A kitchen-sink approach to feeling out speech
This repo wraps sklearn classifiers and Keras RNNs into a single toolkit for detecting emotions from audio, complete with four baked-in datasets and a microphone test script.

What it does
The project trains machine learning models to classify emotions from speech audio. It bundles four datasets (RAVDESS, TESS, EMO-DB, plus a custom noisy set), extracts standard audio features via librosa (MFCC, chromagram, mel spectrogram, contrast, tonnetz), and wraps both sklearn classifiers and Keras RNNs behind a unified Python interface. A test.py script lets you speak into a microphone for live prediction.
The interesting bit
The author did the tedious data-wrangling so you don’t have to: datasets are pre-formatted, features are pre-extracted on first run, and grid-search results are pickled for reuse.

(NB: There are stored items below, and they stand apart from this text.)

PR #1337, opened 2019-11-19
Add breadcrumbs

ip1981:
https://github.com/whamcloud/integrated-manager-for-lustre/issues/1331.

**Normal**
normal

**Overflow**
overflow

### DIFF
--- a/iml-gui/crate/src/components/breadcrumbs.rs
+++ b/iml-gui/crate/src/components/breadcrumbs.rs
@@ -1,0 +1,106 @@
+use crate::{generated::css_classes::C, Msg, Page};
+use seed::{prelude::*, *};
+use std::cmp::PartialEq;
+use std::collections::LinkedList;
+
+pub struct BreadCrumbs<Crumb> {
+    crumbs: LinkedList<Crumb>,
+}
+
+impl<Crumb> Default for BreadCrumbs<Crumb> {
+    fn default() -> Self {
+        Self {
+            crumbs: LinkedList::new(),
+        }
+    }
+}
+
+impl<Crumb: PartialEq> BreadCrumbs<Crumb> {
+    pub fn iter(self: &Self) -> impl DoubleEndedIterator<Item = &Crumb> {
+        self.crumbs.iter()
+    }
+
+    pub fn clear(self: &mut Self) -> &mut Self {
+        self.crumbs.clear();
+        self
+    }
+
+    pub fn push(self: &mut Self, n: Crumb) -> &mut Self {
+        let mut new_crumbs = LinkedList::new();
+
+        while let Some(c) = self.crumbs.pop_front() {
+            if c != n {
+                new_crumbs.push_back(c);
+            } else {
+                break;
+            }
+        }
+
+        new_crumbs.push_back(n);
+        self.crumbs = new_crumbs;
+        self
+    }
+}
+
+pub fn view(bc: &BreadCrumbs<Page>) -> impl View<Msg> {
+    let mut ol = ol![class![C.justify_center, C.truncate, C.mx_4, C.rtl]];
+
+    // XXX the list has "direction: rtl" to put ellipsis to the left on overflow,
+    // XXX need to reverse the crumbs to show them in the correct left-to-right order:
+    for (n, p) in bc.iter().rev().enumerate() {
+        let mut cr = li![
+            class![C.inline],
+            a![
+                class![C.hover__underline],
+                attrs! {At::Href => p.to_href()},
+                p.to_string(),
+            ]
+        ];
+        if n == 0 {
+            cr.add_class(C.font_bold);
+        } else {
+            ol.add_child(i!["/", class![C.px_2]]);
+        }
+        ol.add_child(cr);
+    }
+    ol
+}
+
+#[cfg(test)]
+mod tests {
+    use super::*;
+
+    #[test]
+    fn one_crumb() {
+        let mut m = BreadCrumbs::default();
+        m.push("foo");
+        assert_eq!(m.iter().count(), 1);
+    }
+
+    #[test]
+    fn two_different_crumbs() {
+        let mut m = BreadCrumbs::default();
+        m.push("foo");
+        m.push("bar");
+        assert_eq!(m.iter().count(), 2);
+    }
+
+    #[test]
+    fn two_identical_crumbs() {
+        let mut m = BreadCrumbs::default();
+        m.push("xxx");
+        m.push("xxx");
+        assert_eq!(m.iter().count(), 1);
+    }
+
+    #[test]
+    fn cycle() {
+        let mut m = BreadCrumbs::default();
+        m.push("aaa");
+        m.push("bbb");
+        m.push("ccc");
+        m.push("ddd");
+        m.push("ccc");
+        assert_eq!(m.iter().count(), 3);
+    }
+}
--- a/iml-gui/crate/src/components/mod.rs
+++ b/iml-gui/crate/src/components/mod.rs
@@ -1,5 +1,6 @@
 pub(crate) mod activity_indicator;
 pub(crate) mod arrow;
+pub(crate) mod breadcrumbs;
 pub(crate) mod font_awesome;
 pub(crate) mod popover;
 pub(crate) mod tooltip;
--- a/iml-gui/crate/src/page/partial/header.rs
+++ b/iml-gui/crate/src/page/partial/header.rs
@@ -1,5 +1,5 @@
 use crate::{
-    components::{activity_indicator, font_awesome},
+    components::{activity_indicator, breadcrumbs, font_awesome},
     generated::css_classes::C,
     Model, Msg, Route,
     Visibility::*,
@@ -312,7 +312,7 @@ pub fn view(model: &Model) -> impl View<Msg> {
                 C.text_center,
                 C.py_2
             ],
-            model.route.to_string()
+            breadcrumbs::view(&model.breadcrumbs).els()
         ],
     ]
 }
--- a/iml-gui/css/custom.css
+++ b/iml-gui/css/custom.css
@@ -49,3 +49,16 @@
     transform: rotate(360deg);
   }
 }
+
+.rtl {
+  direction: rtl;
+}
+
+/*
+ * This is standard conformant and default in Firefox, but not in Chrome.
+ * Set it explicitly to mitigate possible difference.
+ */
+li {
+  unicode-bidi: isolate;
+}
+
--- a/iml-gui/crate/src/generated/css_classes.rs
+++ b/iml-gui/crate/src/generated/css_classes.rs
@@ -12170,6 +12170,11 @@ pub struct CssClasses<'a> {
     pub rotate: &'a str,
 
     /**
+        direction: rtl;
+    */
+    pub rtl: &'a str,
+
+    /**
         position: absolute;    @media (min-width: 569px)
         width: 1px;    @media (min-width: 569px)
         height: 1px;    @media (min-width: 569px)
@@ -66580,6 +66585,11 @@ pub static C: CssClasses = CssClasses {
         animation: rotate-center 1s linear infinite both;
     */
     rotate: "rotate",
+
+    /**
+        direction: rtl;
+    */
+    rtl: "rtl",
 
     /**
         position: absolute;    @media (min-width: 569px)
--- a/iml-gui/crate/src/lib.rs
+++ b/iml-gui/crate/src/lib.rs
@@ -10,7 +10,9 @@ mod generated;
 mod page;
 mod route;
 
-use components::{update_activity_health, ActivityHealth};
+use components::{
+    breadcrumbs::BreadCrumbs, update_activity_health, ActivityHealth,
+};
 use generated::css_classes::C;
 use iml_wire_types::warp_drive;
 use js_sys::Function;
@@ -100,6 +102,7 @@ pub struct Model {
     pub records: warp_drive::Cache,
     pub locks: warp_drive::Locks,
     pub activity_health: ActivityHealth,
+    pub breadcrumbs: BreadCrumbs<Page>,
 }
 
 pub fn register_eventsource_handle<T, F>(
@@ -169,6 +172,7 @@ fn after_mount(url: Url, orders: &mut impl Orders<Msg>) -> AfterMount<Model> {
         records: warp_drive::Cache::default(),
         locks: HashMap::new(),
         activity_health: ActivityHealth::new(),
+        breadcrumbs: BreadCrumbs::default(),
     })
 }
 
@@ -219,6 +223,10 @@ pub fn update(msg: Msg, model: &mut Model, orders: &mut impl Orders<Msg>) {
         Msg::RouteChanged(url) => {
             model.route = url.into();
             orders.send_msg(Msg::UpdatePageTitle);
+            if model.page == Page::Home {
+                model.breadcrumbs.clear();
+            }
+            model.breadcrumbs.push(model.page);
         }
         Msg::UpdatePageTitle => {
             let title =


iml-gui/crate/src/components/breadcrumbs.rs
```diff
@@ -0,0 +1,103 @@
...
+    dom_types::{At, El, Node, UpdateEl, View},
+    li, ol,
+    prelude::IndexMap,
+};
+
+use std::cmp::PartialEq;
+use std::collections::LinkedList;
+
+pub struct Model<Crumb> {
+    crumbs: LinkedList<Crumb>,
```
jgrund: nice

iml-gui/crate/src/components/breadcrumbs.rs
```diff
@@ -0,0 +1,103 @@
...
+}
+
+impl<Crumb> Default for Model<Crumb> {
```
jgrund: Could this not be derived?

iml-gui/crate/src/components/breadcrumbs.rs
```diff
@@ -0,0 +1,103 @@
...
+    a, attrs, div,
+    dom_types::{At, El, Node, UpdateEl, View},
+    li, ol,
+    prelude::IndexMap,
+};
+
+use std::cmp::PartialEq;
+use std::collections::LinkedList;
+
+pub struct Model<Crumb> {
```
jgrund: I'm not convinced that we need a separate model for this and it couldn't live in the top-level model in lib. The messages are already on the top-level as well.

jgrund:
Breadcrumbs should be rendered here:

Screen Shot 2019-11-19 at 3 24 23 PM

iml-gui/crate/src/components/breadcrumbs.rs
ip1981: I think it can. Probably it's left from previous ideas.

iml-gui/crate/src/components/breadcrumbs.rs
ip1981: I think we would need  a wrapping type (struct) anyway. We could call it something different than Model.
The Msg is only needed for the view, but  AFAIK it needs to be defined next to the "model", as well as other methods (goto, goback). Need to think how not to put everything in one top-level module and at the same time not make it overly complicated :)

ip1981: Maybe use a trait instead of a struct.

jgrund: What we ultimately have in the model is a single top-level state atom. I suppose it's really subjective whether we use a separate discrete struct as a model or not, since in the end it serves the same purpose. As long as we keep the messages in the top level, it should work ok.

iml-gui/crate/src/components/breadcrumbs.rs
jgrund: Does it make sense for the Model to be generic at this point? We only have a single contained type, correct? Should we wait for some variant usage before making it generic?

ip1981: I was trying to isolate the logic of breadcrumbs. Not to try to make it generic, but to write minimum code require for it. And I think I have succeeded with lats update. Being generic is a side effect, no more :)

ip1981: Also at the beginning I wasn't sure what a crumb would be. I started with a string, but had in mind some struct. Then I found that the Page enum was also a good choice. It may change in the future, but it does no matter with generic approach.

jgrund: Ok, fair enough :)

iml-gui/crate/src/components/mod.rs
```diff
@@ -1,3 +1,4 @@
+pub(crate) mod breadcrumbs;
```
ip1981: Since it is not using anything from Seed, I am not sure now it here is a good place for it.

iml-gui/css/custom.css
```diff
@@ -49,3 +49,19 @@
     transform: rotate(360deg);
   }
 }
+
+.breadcrumbs {
```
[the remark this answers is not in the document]
ip1981: I thought Tailwind was encouraging adding custom classes. But anyway, here I used only Tailwind bits, and this look-and-feel in much harder (if possible) to do in Rust/HTML.

ip1981:
> A few comments.
> 
> Thinking about this a bit more, It seems we need a stack that contains a stack in each slot.
> 
> The behavior could be something like:
> 
>     1. We start with an empty parent stack. When we get a new route we push a new child stack into the parent.
> 
>     2. Each navigation that doesn't reset the breadcrumbs pushes onto the child stack.
> 
>     3. A navigation that resets the breadcrumbs pushes a new child stack on the parent.
> 
>     4. Hitting the back button pops from the child stack. Iff we are at the bottom of the stack, hitting the back button moves to the previous stack in the parent stack.
> 
> 
> This assumes that each link the UI has a way to indicate that clicking it resets the breadcrumbs (creates a new child stack). I think the most straightforward way to do this is to append a param (`#reset`?) to each link that should reset the breadcrumbs when clicked.

I understand it technically, but not from the user's perspective.
Do you have in mind any existing site which implements it? It is somehow similar to [location breadcrumbs](https://en.wikipedia.org/wiki/Breadcrumb_navigation#Types)? Child stacks are meant for submenus? Which pages should reset breadcrumbs?

And the problem with the linear browser history remains: a user can go back to a page belonging to a substack, while breadcrumbs will switch to the previous substack. I can't tell more without a more detailed picture.

Also spoiling URL with some parameters just for the sake of  a secondary feature suggests me, that it might not be the right thing to do :)

Currently, resetting breadcrumbs is not even necessary: a user starts at some page anyway, and if they get back to this page, the breadcumbs are effectively reset to that page.

ip1981:
BTW, a cycle in breadcrumbs technically resets it, but not completely.

iml-gui/crate/src/page/partial/header.rs
```diff
@@ -235,7 +235,13 @@ pub fn view(model: &Model) -> impl View<Msg> {
                 C.text_center,
                 C.py_2
             ],
-            model.page.to_string()
+            ol![
```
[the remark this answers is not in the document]
ip1981: I wasn't sure. This is so simple, de facto a singleton, does not use its own model. That's why I questioned the location of `breadcrumbs.rs` itself.

jgrund:
> I understand it technically, but not from the user's perspective.
Do you have in mind any existing site which implements it? It is somehow similar to location breadcrumbs? Child stacks are meant for submenus? Which pages should reset breadcrumbs?

It's probably closer to path breadcrumbs. The current IML GUI *mostly* implements it, but breaks when clicking the back button due to it's use of a single stack.

Here's an example:

breadcrumbs

1. The user starts on the dashboard page.
1. The user clicks the servers link in the sidebar. This has no relevance to the current page, so clicking it resets the breadcrumb stack.
1. The user clicks mds1.local within the server page. This *does* have relevance to the current page, so clicking it pushes on the breadcrumb stack.
1. The user clicks the jobstats link in the menu bar. This has no relevance to the current page, so clicking it resets the breadcrumb stack.
1. The user clicks the back button. This is where the current GUI breadcrumb implementation is broken as it uses a single stack. It now shows "Job Stats / Server Detail" which is not correct. It should instead show the previous stack of "Server / Server Detail" as that was the navigation path at that point.

By using child stacks, we can restore previous paths correctly, when we are at the bottom of an existing stack and hit the back button.

jgrund:
> Also spoiling URL with some parameters just for the sake of a secondary feature suggests me, that it might not be the right thing to do :)

Yes. The problem is we need to be able to replay navigation in the forwards direction after page refresh as well. To do this, we need to store the state of resetting the page *somewhere* that persists between refreshes. I'm open for suggestions, but using a query param seems like the simplest way to do this.

jgrund:
> BTW, a cycle in breadcrumbs technically resets it, but not completely.
> 
> Should it not? I. e.:
> 
> `Page1 / YOUAREHERE / AlsoWereHere`
> 
> And if the user goes somewhere else than `AlsoWereHere`, we reset the crumbs right after `YOUAREHERE`?

Depends really, I think the key to this is that the links themselves are in control of whether clicking them resets the stack or not. It's really not possible to tell what should happen otherwise. For example, clicking an item in the sidebar or in the menu is really a new breadcrumb trail and not the continuation of the current one.

ip1981:
So it seems like instead of a single "global" breadcrumbs, you talking about a few "local"? There are a couple of ides that come to my mind, e. g. group by URL prefix (`/server/...`, `/configuration/...`), or reset breadcrumbs when a menu item clicked (instead of a link on the page), or explicit grouping pages and having separate breadcrumbs for each group. The latter is probably the best, but I'd lie to see more pages :) For example, currently we have a flat enum for pages, what it will look like when we add pages for viewing servers and FSs?

Anyway, It is really important for users that pages were relevant to each other? When implementing this breadcrumbs I was thinking about the unified/flat/global breadcrumbs which would help users navigate: `Dashboard / Servers/ mds1.local / About / Logs / mds2.local`. This is extremely simple and understandable.

jgrund:
> Anyway, It is really important for users that pages were relevant to each other? When implementing this breadcrumbs I was thinking about the unified/flat/global breadcrumbs which would help users navigate: Dashboard / Servers/ mds1.local / About / Logs / mds2.local. This is extremely simple and understandable.

Yeah, I think we'd be ok moving to this approach. 

A few things to consider here: 

1. to match the design mocks, the breadcrumbs should be centered.
1. With a static breadcrumb list, the list has the potential to be much longer. How should we handle the case of longer breadcrumb trails?

ip1981:
Centering is not a problem :)

Longer lists, I think, could be put in a container with some overflow property (CSS).

And one new thing: do you think is it a good idea to keep visited pages as well, until new path diverse significantly? I. e. keeping `AlsoWereHere` in `Page1 / YOUAREHERE / AlsoWereHere` until the user goes from `YOUAREHERE` to a page other than `AlsoWereHere`?

ip1981:
Also what do you think about putting `/` before the first crumb too? :)

jgrund:
If we are going with a static breadcrumb listing, then the only thing that should truncate the list is clicking on one of the breadcrumb items themselves (which should reset the trail to that point).

jgrund:
Leave off the leading slash so it matches intended design

ip1981:
> If we are going with a static breadcrumb listing, then the only thing that should truncate the list is clicking on one of the breadcrumb items themselves (which should reset the trail to that point).

Yes, that is what happens.
Removing all crumbs still makes sense if open home page.
And there is no problem at all with the Back button: cumbs work not matter how user gets to a page.

In the future, if you want multiple breadcrumbs, we can have them by grouping pages into categories and switching breadcrumbs for a category before updating. This would be a you have few open tabs with separate crumbs in each.

ip1981:
Something like this. There are some CSS tricks, I think I can do it otherwise:
bc

The scrollbar is worrying me.

ip1981:
Ready! I had to add one custom class anyway (with `direction: rtl`). The screen getting wider and a horizontal scrollbar is because of body's `width: 100vw`. Maybe we should set it 100%.

ip1981:
Maybe the NotFound page will need special treatment :)

iml-gui/crate/src/components/breadcrumbs.rs
```diff
@@ -0,0 +1,108 @@
...
+
+    #[test]
+    fn cycle() {
+        let mut m = BreadCrumbs::default();
+        m.push("aaa");
+        m.push("bbb");
+        m.push("ccc");
+        m.push("ddd");
+        m.push("ccc");
+        assert_eq!(m.iter().count(), 3);
```
nlinker: Nice

iml-gui/crate/src/components/breadcrumbs.rs
```diff
@@ -0,0 +1,108 @@
...
+        self.crumbs = new_crumbs;
+        self
+    }
+}
+
+pub fn view(bc: &BreadCrumbs<Page>) -> impl View<Msg> {
+    let mut ol = ol![class![C.justify_center, C.truncate, C.mx_4, C.rtl]];
+    let mut it = bc.iter().rev().enumerate(); // XXX rev() because of "direction: rtl;"
+
+    while let Some((n, p)) = it.next() {
```
jgrund: nit: this is a bit more succinct by just consuming the enumerated iterator directly:

`for (n, p) in bc.iter().enumerate() {`

iml-gui/crate/src/components/breadcrumbs.rs
```diff
@@ -0,0 +1,108 @@
...
+
+        new_crumbs.push_back(n);
+        self.crumbs = new_crumbs;
+        self
+    }
+}
+
+pub fn view(bc: &BreadCrumbs<Page>) -> impl View<Msg> {
+    let mut ol = ol![class![C.justify_center, C.truncate, C.mx_4, C.rtl]];
+    let mut it = bc.iter().rev().enumerate(); // XXX rev() because of "direction: rtl;"
```
jgrund: The direction of crumbs should be ltr.

ip1981: But then we cannot put ellipsis on the left. The visible order of crumbs is correct, btw.

ip1981: I use rlt to pus ellipsis on the left, and then reversed crumbs to show them in correct ltr order. This appears to be the only way.

iml-gui/crate/src/components/breadcrumbs.rs
```diff
@@ -0,0 +1,106 @@
...
+        self
+    }
+}
+
+pub fn view(bc: &BreadCrumbs<Page>) -> impl View<Msg> {
+    let mut ol = ol![class![C.justify_center, C.truncate, C.mx_4, C.rtl]];
+
+    // XXX the list has "direction: rtl" to put ellipsis to the left on overflow,
+    // XXX need to reverse the crumbs to show them in the correct left-to-right order:
+    for (n, p) in bc.iter().rev().enumerate() {
```
nlinker: The comment prefix `XXX` means something, correct? For me it looks unnecessary.

iml-gui/crate/src/components/breadcrumbs.rs
```diff
@@ -0,0 +1,106 @@
...
+        self.crumbs = new_crumbs;
+        self
+    }
+}
+
+pub fn view(bc: &BreadCrumbs<Page>) -> impl View<Msg> {
+    let mut ol = ol![class![C.justify_center, C.truncate, C.mx_4, C.rtl]];
+
+    // XXX the list has "direction: rtl" to put ellipsis to the left on overflow,
+    // XXX need to reverse the crumbs to show them in the correct left-to-right order:
```
nlinker: The comment prefix `XXX` means something, correct? For me it looks unnecessary.

ip1981: It is a placeholder for "WTF" :)

> Use XXX in a comment to flag something that is bogus but works. Use FIXME to flag something that is bogus and broken.

[[1]](https://www.oracle.com/technetwork/java/javase/documentation/codeconventions-137265.html#395)

ip1981:
I just added 

```css
li {
  unicode-bidi: isolate;
}
```

which is right standards wise, eliminates difference (existing or future) between engines, and helps keep code simple.

ip1981:
https://bugs.chromium.org/p/chromium/issues/detail?id=296863

jgrund:
The breadcrumb trail doesn't seem to restore the same way when the back button is clicked:

breadcrumb-back

Given a starting path of 'Activity / Logs / Jobstats' , then clicking 'Activity', then clicking the back button,  I would expect the previous path to be restored, but instead it puts 'Activity / Jobstats'.

ip1981:
> The breadcrumb trail doesn't seem to restore the same way when the back button is clicked:
> 
> breadcrumb-back
> 
> Given a starting path of 'Activity / Logs / Jobstats' , then clicking 'Activity', then clicking the back button, I would expect the previous path to be restored, but instead it puts 'Activity / Jobstats'.

This is kind of by design. Breadcrumbs just show the path user went to the current page, and does not distinguish _how_. Clicking the Back button acts as if user clicked on page link. In your example, you get to  page Jobstats from  page Activity by clicking the Back button, same as if you clicked on Jobstats from the menu. In analogy, once you get back to the initial page (or a page where you have already been), you start a new path with new breadcrumb.

But I think this can be improved... :)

The “glue code” here is the value — it lowers the barrier from “I want to try speech emotion recognition” to actually running rec.train() in a few lines.
Key highlights
- Supports 9 emotion labels across 4 datasets, with optional class balancing
- 8 sklearn classifiers + RNNs (LSTM/GRU via Keras), plus regressor variants for 3- and 5-emotion subsets
- Automatic audio conversion to 16000Hz mono via ffmpeg if your files don’t match
- Pre-computed grid search results in
grid/folder; histogram plotting for model comparison - Live microphone testing with
python test.py
Caveats
- The README shows train scores of 1.0 against test scores of ~0.81–0.89, suggesting overfitting is present and unaddressed
- The “custom” dataset is explicitly described as “unbalanced noisy” — quality unclear
- librosa and scikit-learn versions are pinned to releases from 2018–2021; compatibility with current Python/package versions is untested
Verdict
Good for students or researchers who need a working baseline fast and don’t mind dated dependencies. Skip it if you need production-grade robustness or modern deep-learning architectures; the RNN implementation is basic (128-unit LSTM stacks) and the evaluation metrics are thin.